And btw, just so you don’t force yourself into too tight a corner you might think to balance your reading list, with all due respect to A.J. P Taylor, with a little Charles Dicken’s, D. H. Lawrence, or George Orwell.
[...] response to the “left-libertarians” Here: Boaz still opposes high taxes and the “alphabet soup of federal agencies, transfer programs, [...]
Actually, you and Hayek have not “cogently” made your case. The “Road to Serfdom” is based on a false premise. I cannot think of a single example over the last 100 hundred years of a democratic socialist country with a liberal tradition and culture descending into tryanny, or even authoritarian state, with the possible exception of Chile. Weimar Germany, although ostensibly a democracy and originally dominated by socialists, was a national culture dominated by Nationalism and revanchism for WWI. Its Goverment drifted to the right, first the Catholic Centre and Nationalists and then of course that ultimate Nationalist, Adolph Hitler when Brueing applied Hayekian and classical economics to Germany”s depression and got 25% unemployment. The great left wing dictatorships, Russia and China, were born of a disastrous defeats in war and the chaos of war, not some evolution of social democracy. Eastern Europe did not go communist because of “social democracy,” but because Stalin’s Red Army occupied them. Socialists and social democrats who were not shot, fled. The left wing regimes in the third world were also born out wars of decolonization, the collapse of kleptocratic regimes, or both (think Cuba), and the economic disruptions the swing of the oil price (Chavez gained power in Venezuela is the result of the economic problems that country faced in the late nineties when oil prices collapsed).
Finally, state rights and local control have always been bad news for minorities, and the examples that we have historically is that the can evolve into mini-police states with plenty of authoritarian oppression for those who object to the policies of the ruling elite. This is what happen in the U.S. and the South during the period of 1789 to 1860. See “Dominion of Memories” and William Freehling’s “Seccessionists at Bay: 1789-l855.
Rickster, congragulations on getting history wrong.
Hitler was a Keynesian, he never enacted any Austrian economics ideas.
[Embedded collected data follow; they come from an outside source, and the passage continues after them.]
PR #175, opened 2025-05-17
116 rate limiting bug

zeeshan595:
pipeline

- [ ] New Feature
- [x] Bug Fix

### Description
- Nginx proxy can change the ip address header causing all of the requests to be coming from the same address
- TTL was not being set properly for the keys

### DIFF
--- a/rust/holo-public-api/src/middlewares/limiter.rs
+++ b/rust/holo-public-api/src/middlewares/limiter.rs
@@ -86,9 +86,11 @@ pub async fn rate_limiter_middleware(
             );
         }
 
-        conn.set_ex(key, count + 1, window as u64)
-            .await
-            .unwrap_or(());
+        if count == 0 {
+            conn.set_ex(key, 1, window as u64).await.unwrap_or(());
+        } else {
+            conn.incr(key, count + 1).await.unwrap_or(());
+        }
     }
     let resp = next.call(req).await?;
     Ok(resp.map_into_boxed_body())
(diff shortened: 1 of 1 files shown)


rust/holo-public-api/src/middlewares/limiter.rs
```diff
@@ -14,10 +14,18 @@ pub async fn rate_limiter_middleware(
...
     next: Next<impl MessageBody + 'static>,
 ) -> Result<ServiceResponse<BoxBody>, Error> {
+    // get ip from x-forward-for header or peer address
+    // nginx uses x-forwarded-for header to pass the real ip
     let ip = req
-        .peer_addr()
-        .map(|addr| addr.ip().to_string())
-        .unwrap_or_default();
+        .headers()
+        .get("X-Forwarded-For")
```
JettTech, line 21: This looks good, just a reminder to do a quick security check to ensure this is no possibility for someone to spoof this forwarded addr.

JettTech (approved):
One comment, otherwise lgtm!

rust/holo-public-api/src/middlewares/limiter.rs
zeeshan595: Okay, I did some research on this and we should be splitting by `,` and taking the last item. When the request comes in and is forwarded. Anything inside the `X-Forwarded-For` header is prepended. So if I pass 192.0.0.1 in the header and send the request it will end up being `192.0.0.1, 104.248.91.77`  where `104.248.91.77` would be the actual ip which is equal peer_addr

PR #178, opened 2025-06-03
Features: Db streaming + HC Versioning + Container Private Networks

JettTech:
- [x] New Feature(s)
- [ ] Bug Fix

### Description
- adds hc versioning per-container (based on explicit supported versions config in module definition)
- adds private networking per-container (using socat for port forwarding)
- adds live db streaming for the workload collection
- restructures & renames orchestrator workload service methods to  no longer be oriented
around nats<>db connector 
- removes smart host selection based on capacity 

> closes https://github.com/Holo-Host/holo-host-private/issues/217


nix/packages/extra-container-dev.nix
```diff
@@ -1,18 +1,14 @@
...
 {
   inputs,
   system,
   flake,
   perSystem,
   nixpkgs ? inputs.nixpkgs-2411,
-}:
-
-let
+}: let
```
mattgeddes, line 8: Was this change intended? It just seems like a whitespace change.

mattgeddes (commented):
I've read through the whole review and it all looks fine syntactically, but I can't figure out which issue this is resolving. I thought it was one thing, but then there's also a ton of formatting changes (especially to Nix stuff unrelated to the database location stuff I thought it was for). But it may also be addressing other things like using a streaming call for the 1MB request size issue or maybe not? I'm having trouble keeping all of the context in my head as I read through it and applying it to the issue it's supposed to be resolving. Can you give me some context for what we're fixing?

nix/packages/extra-container-dev.nix
JettTech: FYI - This base pr has now be merged into main and the base branch had been adjusted to point to main again automatically.

zeeshan595:
pipeline is failing

mattgeddes (approved):

mattgeddes (approved):

mattgeddes (approved):

PR #183, opened 2025-07-11
Bug 254: Added memory and OS release info to inventory

mattgeddes:
This resolves #254 in holo-host-private. I've added some initial information about memory modules present. It could use some additional work later, but works fine on my holoport and some other hosts I have around the house. I've also included the output of `nix --version` and `nixos-version`.


JettTech (approved):
lgtm :ship:

PR #186, opened 2025-07-25
Hot fix workload deployment

JettTech:
pipeline

- [x] New Feature
- [x] Bug Fix

### Description
 - fix: adds backward compatibility for the `happ_binary` field in the `workload` schema when using a json/web-client.
 - feature: adds in the nix configuration to support a default hc file


mattgeddes (dismissed):
Thanks Lisa!

PR #195, opened 2025-08-15
Feat/schema holo public api

zeeshan595:
pipeline

- [ ] New Feature
- [ ] Bug Fix

### DIFF
--- a/rust/util_libs/db/src/schemas/user.rs
+++ b/rust/util_libs/db/src/schemas/user.rs
@@ -38,18 +38,16 @@ pub enum UserRole {
 
 /// Information about a user's role (hoster or developer) in the system
 #[derive(Serialize, Deserialize, Clone, Debug)]
-pub struct UserPubKey {
-    pub pubkey: PubKey,
-    pub is_developer: bool,
-    pub is_hoster: bool,
+pub enum UserPubKey {
+    Developer(PubKey),
+    Hoster(PubKey),
 }
 
 /// User document schema representing a user in the system
 #[derive(Serialize, Deserialize, Clone, Debug, Default)]
 pub struct User {
     /// MongoDB ObjectId of the user document
-    #[serde(skip_serializing_if = "Option::is_none")]
-    pub _id: Option<ObjectId>,
+    pub _id: ObjectId,
     /// Common metadata fields
     pub metadata: Metadata,
     /// List of permissions the user has been granted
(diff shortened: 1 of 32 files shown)


rust/util_libs/db/src/schemas/workload.rs
```diff
@@ -36,7 +36,9 @@ pub struct ExecutionPolicy {
 
 #[derive(Serialize, Deserialize, Debug, Clone, Default)]
 pub struct Workload {
-    pub _id: ObjectId,
+    /// MongoDB ObjectId of the user document
+    #[serde(skip_serializing_if = "Option::is_none")]
+    pub _id: Option<ObjectId>,
```
JettTech: Can we create the ID in advance to adding the workload in the db?  This  will help us to avoid having to make this an option.

rust/util_libs/db/src/schemas/user.rs
```diff
@@ -38,9 +38,10 @@ pub enum UserRole {
 
 /// Information about a user's role (hoster or developer) in the system
 #[derive(Serialize, Deserialize, Clone, Debug)]
-pub struct RoleInfo {
-    pub collection_id: ObjectId,
+pub struct UserPubKey {
     pub pubkey: PubKey,
+    pub is_developer: bool,
+    pub is_hoster: bool,
```
JettTech: Instead of having these two booleans qualify the type of pubkey, could we just ahve a enum type that includes the pubkey itself?

eg:
```
enum UserPubKey {
  Developer(PubKey)
  Hoster(PubKey)
}
```

JettTech: ..also is there a way we can combine the `UserPubKey` with the `UserRole`?

JettTech (commented):
Overall, this is looking good.  Just left a few comments re the schema updates that I'd like to address prior to merging.

rust/util_libs/db/src/schemas/user.rs
zeeshan595: Yea, I was thinking the same :)
For combining with `UserRole`. It is not likely. Because `UserRole` is referencing the permission the user has when communicating with holo public api. So the roles right now would be Admin, Support, User.
Both the developer and hoster would count under user. So I would prefer to keep them separate

JettTech (approved):
LGTM :shipit:

PR #772, opened 2025-08-27
fix bug of auto_round exporting

n1ck-guo:
fix bug of auto_round exporting when layer_config inclue unsupport layers

### DIFF
--- a/test/test_cpu/test_autoround.py
+++ b/test/test_cpu/test_autoround.py
@@ -376,9 +376,7 @@ class TestAutoRound(unittest.TestCase):
             dataset=self.llm_dataloader,
             layer_config=layer_config,
         )
-        quantized_model_path = self.save_folder
-        autoround.quantize_and_save(output_dir=quantized_model_path, format="auto_round", inplace=True)
-        shutil.rmtree(quantized_model_path, ignore_errors=True)
+        autoround.quantize()
 
     def test_fallback_layers(self):
         bits, group_size, sym = 4, 128, True


auto_round/export/export_to_autoround/export.py
```diff
@@ -301,6 +301,8 @@ def save_quantized_as_autoround(output_dir, inplace=True, backend="auto_round:ex
             block_name_to_quantize[i] = os.path.commonprefix(block_name_to_quantize[i]).rstrip(".")
 
     for layer_name in layer_config:
+        if "in_blocks" not in layer_config[layer_name]:
```
wenhuach21: Could you provide a bit more detail about the issue? Is there an alternative way to fix it, for example by setting the in_blocks attribute for these layers? Otherwise, it may confuse developers if we always need to check each key before using it.

n1ck-guo: Setting a unsupported types layer in the layer_config will trigger this bug, for example layer_config = {"model.embed_tokens": {"bits": 16}}. Another way to fix this is to modify the _set_layerwise_config func. Add attr 'in_blocks'  for layers which is not in supported_types but in layer_config.

wenhuach21: if the layer is unsupported, we could log a warning and  remove it in layer_config. This is an embedding layer,  only gguf could support it

auto_round/autoround.py
```diff
@@ -1727,7 +1727,21 @@ def _set_layerwise_config(self, layer_config: dict) -> bool:
         for n, m in self.model.named_modules():
             # Skip unsupported types
             if not isinstance(m, supported_types) and m.__class__.__name__ not in self.inner_supported_types:
-                continue
+                if n in self.layer_config:
+                    if not check_to_quantized(layer_config[n]):
+                        if isinstance(m, torch.nn.Embedding):
+                            if hasattr(self, "formats") and any("gguf" in format_ for format_ in self.formats):
+                                self.layer_config.pip(n)
```
wenhuach21: pop?

auto_round/autoround.py
```diff
@@ -1727,7 +1727,21 @@ def _set_layerwise_config(self, layer_config: dict) -> bool:
...
+                                continue
+                        else:
+                            self.layer_config.pop(n)
+                            continue
+                    elif not isinstance(m, torch.nn.Embedding):
```
wenhuach21, line 1739: check bits, if bist/act_bits are >=16, no warning is needed

test/test_cpu/test_autoround.py
```diff
@@ -358,6 +358,28 @@ def test_rtn(self):
...
+    
+    def test_embed_quant(self):
+        bits, group_size, sym = 4, 128, True
+        model_name = "facebook/opt-125m"
+        layer_config = {
+            "model.decoder.embed_tokens": {"bits": 4},
+        }
+        autoround = AutoRound(
+            model_name,
+            self.tokenizer,
```
wenhuach21: no need to pass tokenizer

auto_round/autoround.py
wenhuach21: I think you still need to set the in_block attribute as users may use the `quantize` API then there is no formats

PR #774, opened 2025-08-29
[API CHANGE] Stage 1 add quant scheme and consolidate device and device_map

wenhuach21:
- [x] wrapper config to class
- [x] layer_config support config class
- [x] backward compatibility, users could still run AutoRound(bits=xxx,...)
- [x] add ut
- [x] modify adam
- [x] support gguf


wenhuach21:
In the next PR, I’ll consolidate `device` and `device_map` in the API. For now, I’d appreciate a thorough review of this PR.

auto_round/schemes.py
```diff
@@ -0,0 +1,176 @@
...
+from copy import deepcopy
+from dataclasses import dataclass
+from typing import Optional
+
+__all__ = ["QuantizationScheme", "preset_name_to_scheme"]
+
+
+@dataclass
+class QuantizationScheme:
+    bits: int = 4
```
hshen14, line 24: shall we add wei_ as prefix?

auto_round/schemes.py
```diff
@@ -0,0 +1,176 @@
...
+    group_size: int = 128
+    sym: bool = True
+    data_type: str = "int"
+    act_bits: Optional[int] = None
+    act_group_size: Optional[int] = None
+    act_sym: Optional[bool] = None
+    act_data_type: Optional[str] = None
+    act_dynamic: Optional[bool] = None
+    super_bits: Optional[int] = None
```
hshen14, line 33: what is super_bits and how is used?

auto_round/schemes.py
```diff
@@ -0,0 +1,176 @@
...
+    }
+)
+
+MXFP8 = QuantizationScheme.from_dict(
+    {
+        "bits": 8,
+        "group_size": 32,
+        "data_type": "mx_fp",
+        "act_bits": 8,
+        "act_data_type": "mx_fp_rceil",
```
hshen14, line 113: rceil is rounding/scaling, which should be separate from data type?

auto_round/autoround.py
```diff
@@ -107,44 +109,43 @@ class AutoRound(object):
...
         tokenizer=None,
-        bits: int = 4,
-        group_size: int = 128,
-        sym: bool = True,
-        layer_config: dict = None,
-        batch_size: int = 8,
-        amp: bool = True,
-        device: Union[str, torch.device, int] = 0,
+        scheme: Union[str, dict, QuantizationScheme] = "W4A16",
+        layer_config: Union[dict, QuantizationScheme] = None,
```
n1ck-guo: Need ut for layer_config is QuantizationScheme, it seems to cause some bugs

auto_round/schemes.py
```diff
@@ -0,0 +1,176 @@
...
+    }
+)
+
+NVFP4 = QuantizationScheme.from_dict(
+    {
+        "bits": 4,
+        "group_size": 16,
+        "data_type": "nv_fp",
+        "act_bits": 4,
+        "act_data_type": "nv_fp_with_static_gs",
```
hshen14, line 123: similar as above. static_gs does not belong to data type.

how about adding an act_scheme field? it can be static_gs, rceil, etc

wenhuach21: Theoretically, you are correct. However, each dtype has its own scheme, for example, FP8 may use  unit scale. As the number of supported dtypes grows, the number of keys in act_scheme also increases. Therefore, combining certain schemes with the data_type is a more practical approach for coding.

auto_round/schemes.py
wenhuach21: same issue as below, mark duplicate

auto_round/schemes.py
wenhuach21: This is for gguf double quantization or NF4, bits for scale and zp

auto_round/autoround.py
n1ck-guo: Does layer_config support multiple types? For example:
layer_config = {
layer1: {bits: 16},
layer2: "W4A16",
layer3: QuantizationScheme.from_dirc({})
}

auto_round/schemes.py
wenhuach21: Yes, weight_bits is more clear. But for backward compatibility, I’d prefer to keep it for now.

auto_round/autoround.py
wenhuach21: nice catch, it has bug for now.  I will fix it.

auto_round/autoround.py
```diff
@@ -1099,20 +1135,26 @@ def _check_need_to_quantize_lm_head_embedding(self) -> bool:
...
+            formats: list[str] = [fmt for fmt in self.formats if "fake" not in fmt]
+            if not (len(formats) == 1 and "gguf" in formats[0]):
+                raise NotImplementedError("Only one GGUF format can be set at a time.")
+            target_format: str = formats[0]
 
-        formats: list[str] = [fmt for fmt in self.formats if "fake" not in fmt]
-        if not (len(formats) == 1 and "gguf" in formats[0]):
-            raise NotImplementedError("Only one GGUF format can be set at a time.")
+        else:
+            target_format = self.scheme.lower()
```
n1ck-guo, line 1202: self.scheme may be None

wenhuach21: if not hasattr(self, "formats") and not gguf_scheme:
            return False

wenhuach21:
@n1ck-guo  could you have a test for vlms, specially for large model and lm-head quantization

WeiweiZhang1 (approved):

PR #778, opened 2025-09-01
gguf format supports for fp8 model

n1ck-guo:


auto_round/export/export_to_gguf/convert.py
```diff
@@ -144,6 +144,13 @@ def get_tensors(cls) -> Iterator[tuple[str, Tensor]]:
                     break
         yield name, tensor
 
+    def is_extra_tensor(tensor_name):
+        if hasattr(cls.model, "is_fp8") and "scale" in tensor_name.split(".")[-1]:
```
wenhuach21: could you  wrap "is_fp8" as a function? as it is too tricky, we may change it later.

wenhuach21: and change to  this function calling for the similar codes in other places

wenhuach21 (approved):

PR #794, opened 2025-09-05
fix bug and add nvfp in alg-ext with slight improvement

wenhuach21:


auto_round/autoround.py
```diff
@@ -2815,7 +2819,7 @@ def _quantize_blocks(
                 quantize_block = self.quantize_block_ext  # must use self.quantize_block_ext
                 if self.bits > 2 and not self.data_type.startswith("mx"):
                     logger.warning(
-                        "algorithm extension has only undergone limited validation on INT2 and mxfp4; use with caution."
+                        "algorithm extension has only undergone limited validation on INT2,mxfp4 and nvfp4; use with caution."
```
thuang6: since we try to give warning msg for using mxfp4,  why do we check data type is not started with "mx"?

wenhuach21: The intention is to suppress warnings in already validated scenarios, including int2, mxfp4, and nvfp4.

auto_round/autoround.py
```diff
@@ -2806,16 +2806,21 @@ def _quantize_blocks(
             self.sym
             and self.enable_alg_ext
             and self.super_group_size is None
-            and ((self.data_type.startswith("int") and self.act_bits >= 8) or self.data_type.startswith("mx"))
+            and (
+                (self.data_type.startswith("int") and self.act_bits >= 8)
+                or self.data_type.startswith("mx")
+                or self.data_type.startswith("nv")
```
WeiweiZhang1, line 2812: how about is_nv_fp(self.data_type)

WeiweiZhang1 (approved):

PR #803, opened 2025-09-09
improve the robustness of scheme

wenhuach21:


auto_round/schemes.py
```diff
@@ -111,6 +112,7 @@ def is_preset_scheme(name: str) -> bool:
         "data_type": "mx_fp",
         "act_bits": 8,
         "act_data_type": "mx_fp_rceil",
+        "act_group_size": 32,
```
WeiweiZhang1, line 115: sym=True is also needed for mxfp/nvfp

wenhuach21: Why? Sym vs. asym doesn’t change the quantization part. Does it matter for packing?

PR #805, opened 2025-09-09
fix cuda ut bug of use_deterministic_algorithms

n1ck-guo:


auto_round/script/llm.py
```diff
@@ -543,6 +546,12 @@ def tune(args):
     scheme = args.scheme.upper()
     if scheme not in PRESET_SCHEMES:
         raise ValueError(f"{scheme} is not supported. only {PRESET_SCHEMES.keys()} are supported ")
+    if args.disable_deterministic_algorithms:
+        logger.warning(
+            "default not use deterministic_algorithms. disable_deterministic_algorithms is deprecated,"
+            " please use enable_deterministic_algorithms instead. "
+        )
+    enable_deterministic_algorithms = args.enable_deterministic_algorithms and not args.disable_deterministic_algorithms
```
wenhuach21: use enable_deterministic_algorithms only , it is quite confusing that using them both

auto_round/script/llm.py
```diff
@@ -208,6 +208,9 @@ def __init__(self, *args, **kwargs):
         self.add_argument(
             "--disable_deterministic_algorithms", action="store_true", help="disable torch deterministic algorithms."
```
wenhuach21: add deprecated in help

auto_round/autoround.py
```diff
@@ -235,7 +236,13 @@ def __init__(
         if kwargs:
             logger.warning(f"unrecognized keys {list(kwargs.keys())} were passed. Please check them.")
 
-        if not disable_deterministic_algorithms:
+        # deprecated, default not to use torch.use_deterministic_algorithms
```
wenhuach21, line 240: upper case

auto_round/autoround.py
```diff
@@ -235,7 +236,13 @@ def __init__(
...
+        if not disable_deterministic_algorithms or enable_deterministic_algorithms:
+            if not disable_deterministic_algorithms:
+                logger.warning(
+                    "default not use deterministic_algorithms. disable_deterministic_algorithms is deprecated,"
+                    " please use enable_deterministic_algorithms instead. "
+                )
             if "CUBLAS_WORKSPACE_CONFIG" not in os.environ:
                 os.environ["CUBLAS_WORKSPACE_CONFIG"] = ":4096:8"
             torch.use_deterministic_algorithms(True, warn_only=False)
```
wenhuach21, line 248: if enable_deterministic_algorithms is not set, we use warn_only=Ture, which is the default behavior in our previous version, though I admit it's a quite confusing.

PR #815, opened 2025-09-11
enhance auto-round eval with vllm backend

xin3he:
It was tested on HPU and CUDA. GGUF is not supported since vllm doesn't allow passing model object, only model string is allowed.

Command: `VLLM_WORKER_MULTIPROC_METHOD=spawn VLLM_SKIP_WARMUP=true auto-round --model facebook/opt-125m  --eval --vllm --tasks lambada_openai --limit 10`

### DIFF
--- a/auto_round/script/llm.py
+++ b/auto_round/script/llm.py
@@ -341,7 +341,6 @@ class EvalArgumentParser(argparse.ArgumentParser):
         self.add_argument("--max_batch_size", default=None, type=int, help="max batch size for vllm")
         self.add_argument("--max_length", default=None, type=int, help="max generation length for vllm")
         self.add_argument("--max_model_len", default=None, type=int, help="maximum model sequence length for vllm")
-        self.add_argument("--seed", default=1234, type=int, help="random seed")
         self.add_argument(
             "--gpu_memory_utilization", default=0.9, type=float, help="target GPU memory utilization for vllm"
         )


auto_round/script/llm.py
```diff
@@ -311,9 +313,7 @@ def __init__(self, *args, **kwargs):
         )
         self.add_argument("--eval_bs", "--bs", "--batch_size", default=None, type=int, help="batch size in evaluation")
         self.add_argument("--eval_task_by_task", action="store_true", help="whether to eval task by task.")
-        self.add_argument(
-            "--eval_model_dtype", default=None, type=str, help="the torch_dytpe to load the model for evaluation."
-        )
+        self.add_argument("--dtype", default="auto", type=str, help="the dtype to load the model for evaluation.")
```
WeiweiZhang1: please do not change the argument name eval_model_dtype, since using dtype could be confused with the quantization process data type

xin3he: done

auto_round/script/llm.py
```diff
@@ -322,6 +324,27 @@ def __init__(self, *args, **kwargs):
             help="Limit the number of examples per task. "
             "If <1, limit is a percentage of the total number of examples.",
         )
+        # vllm related arguments
```
yiliu30, line 327: How can we better manage the numerous vLLM arguments in AutoRound to accommodate future changes? Could we explore a cleaner way to propagate them?

auto_round/script/llm.py
```diff
@@ -949,3 +973,51 @@ def eval_task_by_task(
...
+    from lm_eval import evaluator  # pylint: disable=E0401
+    from lm_eval.models.vllm_causallms import VLLM  # pylint: disable=E0401
+    from lm_eval.utils import make_table  # pylint: disable=E0401
+
+    device_str, _ = get_device_and_parallelism(args.device)
+    eval_model_dtype = get_model_dtype(args.eval_model_dtype, "auto")
+    if (batch_size := args.eval_bs) is None:
+        batch_size = "auto:8"
+
+    vllm_lm = VLLM(
```
yiliu30, line 992: I assume this backend is faster than the HF backend. Do we pass the HF model directly to vLLM? Could you explain the philosophy behind this approach? Thanks!

docs/step_by_step.md
```diff
@@ -617,6 +617,8 @@ If not explicitly specify '--task', the default value will be used (typically co
   ~~~
   The last format will be used in evaluation if multiple formats have been exported.
 
+Note: To use the vllm backend, please add `--vllm` into the upper command.
+
```
yiliu30, line 621: Could you please add the usage and limitations to the doc?

auto_round/script/llm.py
xin3he: Here I collected all arguments in VLLM class in lm_eval, and we can expect contiguously development to suit future changes.
If you saw any solution that can handle future changes better, let me know it. Thanks.

auto_round/script/llm.py
xin3he: This class comes from lm_eval which only supports model string that can be loaded by vLLM itself.

docs/step_by_step.md
xin3he: The usage is quite direct, just append the `--vllm` as I noted.
The limitation is not limited by us, it's from lm_eval itself. It's not suggested to maintain the limitation here since all argument will be passed to lm_eval and we need to update the limitation once it upgrade. Not a good solution to maintain I think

See Maynard Keynes introduction to the 1930s German reprint of the General Theory (reprinted in
Revisionist Viewpoints by James J. Martin) wherein he writes
that Germany was a much better soil for interventionist economics than the UK precisely because of the German state socialist tradition going back to Bismarck.
If anything Hayek understated his case as a look at the
increasing statism in the US proves and the EU has become
a police state where people go to prison for politically incorrect views and the EU bureaucrats in Brussels now
control all aspects of the European economy.
A mini-world government led by statists who mostly disavow the socialist label but who are just as statist nonetheless.
Czechoslovakia’s own socialists betrayed that country to the
USSR and that was true throughout eastern Europe.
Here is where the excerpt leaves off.